PR #62, opened 2019-09-12
Platform Driver Development Framework (PDDF): 1) Changes to psu base class (1.0 APIs) to support PDDF CLI utils, 2) Adding fan_base class to support PDDF fan CLI utils (comments incorporated)

fk410167:
* Adding changes to psu_base class to support PDDF PSU cli utility.
* Added fan_base class to support PDDF FAN cli utility.

All these changes are w.r.t 1.0 APIs. These will be migrated to 2.0 APIs in future. Comments to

++++

DIRECTIONS: Copy each line of the records verbatim.

RESPONSE BOX:
PR #62, opened 2019-09-12
Platform Driver Development Framework (PDDF): 1) Changes to psu base class (1.0 APIs) to support PDDF CLI utils, 2) Adding fan_base class to support PDDF fan CLI utils (comments incorporated)

fk410167:
* Adding changes to psu_base class to support PDDF PSU cli utility.
* Added fan_base class to support PDDF FAN cli utility.

All these changes are w.r.t 1.0 APIs. These will be migrated to 2.0 APIs in future. Comments to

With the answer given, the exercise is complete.